Однако прежде чем окончательно решить вопрос о постановке пьесы, режиссер обязан ответить себе на очень важный вопрос: ради чего, во имя чего он хочет поставить эту пьесу именно сегодня, для сегодняшнего зрителя, в сегодняшних условиях общественной жизни? То есть закономерно вступает в свои права второй элемент вахтанговской триады - фактор современности.

Идею пьесы и сверхзадачу автора режиссер должен прочувствовать в свете современных ему общественно-политических и культурных задач, оценить пьесу с точки зрения духовных потребностей, вкусов и устремлений сегодняшнего зрителя, уяснить для себя, что получат зрители от его спектакля, на какой их отклик он рассчитывает, с какими чувствами и мыслями собирается он отпустить их после спектакля.

Все это вместе взятое должно найти выражение в более или менее точно сформулированной сверхзадаче самого режиссера, которая в дальнейшем превратится в сверхзадачу спектакля.

Значит, сверхзадача автора и сверхзадача режиссера могут и не совпадать? Да, могут, но сверхзадача автора всегда должна входить в состав сверхзадачи режиссера. Сверхзадача режиссера может оказаться шире авторской, ибо она всегда включает в себя мотив современности, когда отвечает на вопрос: ради чего сегодня я, режиссер, хочу реализовать сверхзадачу автора?

Сверхзадачи автора и режиссера могут полностью совпасть только в тех случаях, когда режиссер ставит современную пьесу. Именно так происходило в моей режиссерской практике, когда я ставил такие пьесы, как "Нашествие" Л. Леонова, "Аристократы" Н. Погодина, "Молодая гвардия" по роману А. Фадеева, "Первые радости" по роману К. Федина. Во всех этих случаях я не видел разницы в тех целях, ради которых были написаны эти произведения, и тех задач, которые я ставил перед собой как режиссер. Наши "ради чего" полностью совпадали.

Однако иногда бывает достаточно десятилетия, отделяющего создание пьесы от ее постановки, чтобы тождество сверхзадач автора и режиссера оказалось нарушенным. Что же касается классики, то обычно такое нарушение оказывается совершенно неизбежным. Фактор времени играет в этом случае огромную роль.

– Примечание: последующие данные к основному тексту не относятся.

PR #7918, opened 2024-02-16
Fixed toolchain spec packing for hosts with RPM < 4.18.

PawelWMS:
###### Merge Checklist  

- [x] Ready to merge

---

###### Summary 

Toolchain packages are being packed into SRPMs using the host's RPM (Azure Linux worker chroot is not available at that time). For RPM versions < 4.18 (common on Ubuntu 22.04 and earlier) the only valid `%patch` macro usage is either `%patch[number]` or `%patch -P [number]`. Since the former is deprecated starting from RPM 4.18, I've updated toolchain specs to use `-P [number]`.

###### Change Log  

- Updated toolchain specs' `%patch` macros.
- Enabled missing 2 patches in `perl.spec`.
- Extended the spec PR check to prevent invalid `%patch` macro usage for toolchain packages.

Yes.

###### Associated issues  

- #7136

###### Test Methodology

- Local tests of the PR check and package builds.
- [Full toolchain build](https://dev.azure.com/mariner-org/mariner/_build/results?buildId=506999&view=results).


SPECS/zip/zip.spec
```diff
@@ -31,6 +30,9 @@ make prefix=%{buildroot}/%{_prefix} MANDIR=%{buildroot}/usr/share/man/man1 -f un
 %{_mandir}/*
 
 %changelog
+*   Thu Feb 15 2024 Pawel Winogrodzki <pawelwi@microsoft.com> - 3.0-6
+-   - Updated patch application macros.
```
cwize1, line 34: nit: Extra `-`

SPECS/perl/perl.spec
```diff
@@ -6847,6 +6838,10 @@ popd
 
 # Old changelog entries are preserved in CVS.
 %changelog
+* Thu Feb 15 2024 Pawel Winogrodzki <pawelwi@microsoft.com> - 4:5.38.2-504
+- Updated patch application macros.
+- Applying missed patches 14 and 202.
```
cwize1, line 6843: Do we know why these were excluded?

toolkit/scripts/check_spec_guidelines.py
```diff
@@ -121,7 +126,31 @@ def check_source_attribution(spec_path: str):
     return False
 
 
-def check_spec(spec_path):
+def check_toolchain_patch_lines(spec_path: str, toolchain_specs: list):
```
cwize1, line 129: Should `toolchain_specs` be `set` not `list`?

SPECS/perl/perl.spec
PawelWMS: Yes, I spoke with @nicogbg. Turns out we accidentally missed them during an upgrade but there was no reason to skip them.

cwize1 (approved):

PR #7982, opened 2024-02-21
fix error when using tdnf inside of functions from setup_functions.sh

tobiasb-ms:
Fix errors in the `containerized-rpmbuild` environment for 3.0 when using helper functions that call `tdnf`.

###### Merge Checklist  

- [x] Ready to merge

---

###### Summary 
In the `containerized-rpmbuild` environment, we have an alias for `tdnf` that adds a `--releasever` flag in all cases and for `3.0` builds adds some flags to fix up what repo we will go to. However, as currently implemented the extra flags for `3.0` are added after sourcing `setup_functions.sh`. Because aliases are expanded when functions are read, not when they are executed, this means that any function from `setup_functions.sh` (like `install_dependencies`) will have the wrong flags. This results in seeing a failure, though oddly the packages still get installed.

To fix this, I changed `tdnf` from an alias to a function and simplified the flag settings a little.

###### Change Log  
- Change docker file to pipe a variable through to the container that has the specified version.
- Define a function `tdnf` in `setup_functions.sh` that uses an array of parameters which is conditionally defined based on that variable.

**NO**

###### Test Methodology

- Tested locally with `containerized-rpmbuild`

### DIFF
--- a/toolkit/scripts/containerized-build/resources/mariner.Dockerfile
+++ b/toolkit/scripts/containerized-build/resources/mariner.Dockerfile
@@ -10,7 +10,7 @@ LABEL containerized-rpmbuild=$mariner_repo/build
 COPY resources/local_repo /etc/yum.repos.d/local_repo.disabled_repo
 
 # This is used by setup_functions.sh to determine tdnf default arguments
-ENV CONTAINERIZED_RPMBUILD_MARINER_VERSION=${version}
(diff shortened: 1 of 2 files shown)


neha170 (approved):
Thanks for root causing and fixing this.
Minor suggestion: we can rename the `CONTAINERIZED_RPMBUILD_MARINER_VERSION` to `CONTAINERIZED_RPMBUILD_AZL_VERSION`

Каждая более или менее "старая" пьеса неизбежно вызывает вопрос о ее сегодняшнем режиссерском прочтении. А сегодняшнее прочтение и находит себе выражение прежде всего в режиссерской сверхзадаче. Отсутствие ясного и точного ответа на вопрос, ради чего данная пьеса ставится сегодня, очень часто является причиной творческого поражения режиссера. История театра знает примеры, когда отличная пьеса, превосходно поставленная опытным режиссером и разыгранная талантливыми актерами, безнадежно проваливалась, ибо не возникало контакта между спектаклем и сегодняшними интересами зрителей.

Речь идет, разумеется, не о том, чтобы идти на поводу у зрителей, потакая вкусам отсталой части зрительской массы. Отнюдь нет! Не опускаться должен театр до уровня "среднего" зрителя, а поднимать его на уровень самых высоких духовных запросов своего времени. Однако решить эту сверхзадачу театр не сможет, если будет игнорировать реальные интересы и запросы своего зрителя, если он не станет учитывать свойственные этому зрителю особенности восприятия, если он не захочет считаться с духом времени и не наполнит свою сверхзадачу живым, интересным, большим и увлекательным сегодняшним содержанием. Непременно увлекательным и непременно сегодняшним, даже если сама пьеса написана триста лет назад.

Осуществить эту задачу режиссер сможет только в том случае, если он обладает чувством времени, т. е. способностью улавливать в текущей жизни своей страны и всего мира то основное, что определяет ход общественного развития.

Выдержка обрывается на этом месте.